My approach is humanistic, rooted in person-centred therapy — which in practice means I follow your lead. You're the expert on your own life. My job isn't to fix you or hand you a formula. It's to sit alongside you, really listen, and help you make sense of things in a way that feels meaningful to you.

Some sessions feel like a quiet exhale — just having space to speak and be heard. Others go deeper, unpicking old patterns, exploring emotions that have been hard to sit with, or beginning to understand where certain ways of being came from. There's no agenda other than what matters to you on any given day.

I also draw on Internal Family Systems — or parts work. It sits naturally alongside person-centred therapy because it starts from the same place: nothing inside you is broken.

Parts work gently invites curiosity about the different inner voices we carry — the inner critic, the people-pleaser, the part that learned to stay small to keep the peace. These parts aren't problems to fix. They're often loyal protectors, doing their best to keep you safe. When we understand where they came from and what they've been carrying, something can really begin to soften and change.

I don't think therapy has to be heavy or clinical. It can be curious, even freeing — and yes, there'll be moments where we laugh together. I try to bring that warmth into every session.

How I work


What I Specialise In

A lot of the people I work with share something in common: they've spent a long time putting others first, holding things together, and wondering why they still don't feel quite okay.

I work especially with:

  • If you've spent most of your life making yourself smaller to keep the peace — tuning into everyone else's needs while quietly abandoning your own — you're not broken. You learned to survive.
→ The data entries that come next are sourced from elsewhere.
PR #379, opened 2016-11-01
Blocks

mastercoms:
A rewrite of a lot of things in net.glowstone.blocks

I removed the Sponge stuff already, so don't worry about that stuff getting in.

Very WIP. Lots of work to still be done. Two major things that are pending are getting blocks to be single instance per Location, and rewriting the blocktype package to allow for better inheritance and custom blocks.


src/main/java/net/glowstone/block/GlowBlock.java
```diff
@@ -212,48 +211,101 @@ public void setType(Material type, byte data, boolean applyPhysics) {
...
+            getChunk().setType(x & 0xf, z & 0xf, y, type);
+            this.type = type;
+            changed = true;
+        }
+        if (oldData != data) {
+            getChunk().setMetaData(x & 0xf, z & 0xf, y, data);
+            changed = true;
+        }
 
-        if (oldTypeId == Material.DOUBLE_PLANT && getRelative(BlockFace.UP).getType() == Material.DOUBLE_PLANT) {
```
mastercoms, line 233: This needs to be moved to the blocktype stuff once that's rewritten.

mastercoms:
I am also probably going to redo the work from SpaceManiac, rewritten to use Bukkit instead of Sponge, with some other enhancements in light of changes in Glowstone and the recent changes to the blocks branch.

src/main/java/net/glowstone/block/MaterialValueManager.java
```diff
@@ -98,15 +423,29 @@ public GlowMaterialBuilder setRandomTicks(boolean randomTicks) {
...
+                return pistonMoveReaction;
+            }
+
+            public GlowMaterialBuilder setPistonMoveReaction(PistonMoveReaction pistonMoveReaction) {
+                this.pistonMoveReaction = pistonMoveReaction;
+                return this;
+            }
+        }
+
+        GlowMaterial() {
```
mastercoms, line 568: This is a temporary constructor until all values are filled in.

src/main/java/net/glowstone/block/GlowBlock.java
```diff
@@ -212,48 +211,101 @@ public void setType(Material type, byte data, boolean applyPhysics) {
...
+
     @Override
     public boolean setTypeId(int type) {
         return setTypeId(type, true);
     }
 
     @Override
     public boolean setTypeId(int type, boolean applyPhysics) {
-        return setTypeIdAndData(type, (byte) 0, applyPhysics);
+        return setTypeIdAndData(type, getData(), applyPhysics);
```
mastercoms: The spec only tells us to set the type, but should we reset the data as well?

aramperes: As to keep the same functionality as Craftbukkit/Spigot, it should get reset to the default data value of the new block

gdude2002:
This has been here for a while - it also has some conflicts. Do we need to keep this PR going?

mastercoms:
Yes, I will get around to updating it soon, after I get the new chat stuff working.

mastercoms:
Closing this as a new PR is coming soon.

PR #293, opened 2016-06-11
1.10? 1.10!

aramperes:
This is the update for Glowstone++ for support for 1.10 (1.10.2).

TODO:
- [x] Protocol changes
- [x] Remove compatibility with 1.9.X
- [x] Update to Glowkit for Paper API 1.10 (@mastercoms)
- [x] Implement 1.10 API update
- Misc changes:
  - [x] Add Magma to Nether generation
  - [x] New blocks crafting recipes
  - [x] Polar Bear
  - [x] Command Targets and Tilda notation (https://github.com/GlowstoneMC/Glowkit/pull/6)
  - [x] `/teleport` command (awaiting https://github.com/GlowstoneMC/Glowkit/pull/6)
  - [x] New NBT Tags: `FallFlying` and `ZombieType`
  - [x] Add Magma Block functionality
- Other changes:
  - Fixed off-hand bugs, added switching items in main/off hand (#313)
  - Fixed wrong armor slot mapping (#298)

PR #385, opened 2016-11-17
[WIP] Exploration update? Exploration update! (1.11)

aramperes:
Let's start updating Glowstone to 1.11:

- [x] Protocol changes
- [x] Metadata update
  - [x] Add new Metadata entries
  - [x] Implement new entries once API is updated and implemented
- [x] Bukkit, SpigotAPI and Paper update to 1.11
- [x] Deploy Glowkit 1.11
- [x] Implement new Entity classes
  - [x] Horse classes
  - [x] Skeleton classes
  - [x] Zombie classes
  - [x] Tweak entity storage
  - [x] New entities: Vex, Evoker, Vindicator
- [x] Misc changes for the update

-----------

Other stuff:
 - Update the following libraries:
   - `sqlite-jdbc` 3.15.1
   - `mysql-connector-java` 5.1.39
   - Remove `commons-io`
 - Ambient sounds for all living entities


mastercoms:
This pull request will not be accepted until you come up with an original title. #293

phase:
I can't wait to see `1.12? 1.12!`

mastercoms:
There are a few dependency updates that we need to do for Glowstone 1.11.
In the pom:
`jline` to  `2.12.1`
`maven-jar-plugin` to `3.0.2`
(and maybe look into updating `maven-compiler-plugin` to `3.6.0`)
In the [Library Manager](https://github.com/GlowstoneMC/Glowstone/blob/master/src/main/java/net/glowstone/util/LibraryManager.java):
`mysql-connector-java` to `5.1.39`
`sqlite-jdbc` to `3.15.1`
Remove `commons-io`

pom.xml
```diff
@@ -77,7 +77,7 @@
         <dependency>
             <groupId>jline</groupId>
             <artifactId>jline</artifactId>
-            <version>2.11</version>
+            <version>2.12.1</version>
```
mastercoms, line 80: I should mention that 2.12 had a bug with console input, might require a rewrite of the console :)

mastercoms: Just kidding, that was 2.13

mastercoms:
A few general things that you can try to do:

* Stop using deprecated methods where it is easy to do so
* Don't use null for ItemStacks any more

aramperes:
@mastercoms 
I don't really know where to find such cases, in all honesty :P There are so many, and idk how to find that in IntelliJ

mastercoms:
Deprecated usages are listed when compiling Glowstone.

I'm not sure what to do for ItemStack, but I would look in some inventory code to start.

src/main/java/net/glowstone/block/blocktype/BlockFlowerPot.java
```diff
@@ -43,12 +42,6 @@ public TileEntity createTileEntity(GlowChunk chunk, int cx, int cy, int cz) {
     @Override
     public boolean blockInteract(GlowPlayer player, GlowBlock block, BlockFace face, Vector clickedLoc) {
         GlowBlockState state = block.getState();
-        MaterialData data = state.getData();
-
-        if (!(data instanceof FlowerPot)) {
```
mastercoms, line 48: That's there for old worlds, I think we should hang on to this one.

mastercoms:
I think we've made all the changes that are _required_ to add 1.11 support. Of course, we still have much to do, but I think that can be done in subsequent PRs or commits. @momothereal please correct me if I'm wrong.

aramperes:
There are probably more tests to be done for the changes to entity storage and legacy compatibility, as well as the changes for AIRx0, but I think this is ok regarding features.

mastercoms:
Considering everything looks good and changes to be made have settled a bit, I can say that the 1.11 branch is ready to be merged into master.

PR #400, opened 2016-12-23
1.11.2 :(

mastercoms:
this is the update, 1.11.2, that mojang released for minecraft. it's a small update, except for the fact that the spigot devs finally remembered to actually do things, so some new methods were added and were possibly implemented in this pr, if I felt like implementing them.

thanks for reviewing this pr.


aramperes (commented):
yes

PR #402, opened 2016-12-24
Add ability to register custom entities

BSFishy:
This allows for people to get the EntityManager from GlowServer#getEntityManager or GlowWorld#getEntityManger, and register their own custom entities, remove those entities, or move those entities. Before, the methods were package-private, so no one was able to use those methods.

**WIP:** Not actually sure how to get this working. I am going to be fiddling around with a couple of different things, until I get it working, then I will post a thread on the forums.

### DIFF
--- a/src/main/java/net/glowstone/entity/EntityManager.java
+++ b/src/main/java/net/glowstone/entity/EntityManager.java
@@ -68,7 +68,7 @@ public final class EntityManager implements Iterable<GlowEntity> {
      * @param entity The entity.
      */
     @SuppressWarnings("unchecked")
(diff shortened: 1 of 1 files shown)


gdude2002:
Did you do a test compile? I can't imagine this causing any problems, but better safe than sorry

BSFishy:
It compiles and runs as normally.

mastercoms:
Looks good.

BSFishy:
I realized that not only the EntityManager needs changing, but other classes do too. I am going to be working on that until I can get it working in my own plugin.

    The fawn response is a deeply ingrained pattern where we become experts at managing other people's emotions, avoiding conflict, and morphing ourselves to feel safe in relationships. It can look like people-pleasing, swallowing anger, or struggling to say no. Over time, this way of moving through the world can leave you feeling far from yourself, quietly resentful, and deeply lonely — even when surrounded by others.

    In our work together, we won't try to get rid of this part of you. It developed for a reason, and it has protected you. Instead, we'll gently explore what it's been carrying, and begin to shift your relationship to it — so it no longer has to work quite so hard.

    We'll work at a pace that feels manageable, starting with small, safe moments of honesty and self-expression — gradually building your tolerance for the discomfort that comes with being truly seen. You'll begin to notice what you're feeling, name it without judgement, and slowly learn that you can speak up and still be safe. That you can be uncomfortable and okay at the same time.

    This is less about becoming someone new, and more about uncovering who you've always been — beneath the accommodating, the over-giving, and the quiet self-erasure. A relationship with yourself, and with others, where you don't have to disappear to belong.

  • This is a space that is genuinely affirming — not just in principle, but in practice. Free from assumption, free from the pressure to arrive at neat conclusions, and shaped entirely around your own pace and language.

    Whether you're exploring your sexual orientation, gender identity, or the intersection of both — or beginning to understand who you are beyond or outside of these aspects, including how you relate to others and form attachments — I'll meet you with curiosity rather than judgement.

    Identity is rarely linear. The LGBTQIA+ experience often carries layers of grief, joy, relief, and ambiguity all at once, sometimes within the same session. My role isn't to guide you toward a particular destination. It's to walk alongside you as you find your own.

  • Self-esteem sits at the heart of much of my work — particularly for people navigating relationship breakdown or recovering from emotional abuse.

    These experiences share a common wound: a gradual, systematic erosion of the self. Often so gradual that people arrive in therapy unsure where the other person's narrative ends and their own sense of identity begins.

    Using a person-centred and trauma-informed approach, we'll gently untangle that together — rebuilding a relationship with yourself that's grounded in your own values, needs, and worth, rather than in how you were seen or treated by someone else.

    This is an area I understand not only professionally, but personally — which informs both my depth of understanding and my genuine belief in recovery and reclaimed selfhood.

This isn’t a complete list, so if you’re unsure whether I work with something not mentioned here, please get in touch

Training and Background

I hold a Level 4 Professional Diploma in Counselling Practice and I'm a registered member of the BACP (member no. 409790). Alongside my private practice, I've been working with Sheffield Mind since 2023, supporting adults through a wide range of challenges.

I'm committed to ongoing learning — with additional specialist training in IFS parts work, somatic approaches, attachment wounds, and burnout — because the people I work with deserve a therapist who keeps growing too.

As a queer therapist, GSRD affirming practice isn't something I just tick a box for. It's something I live, and something I bring genuinely into every room.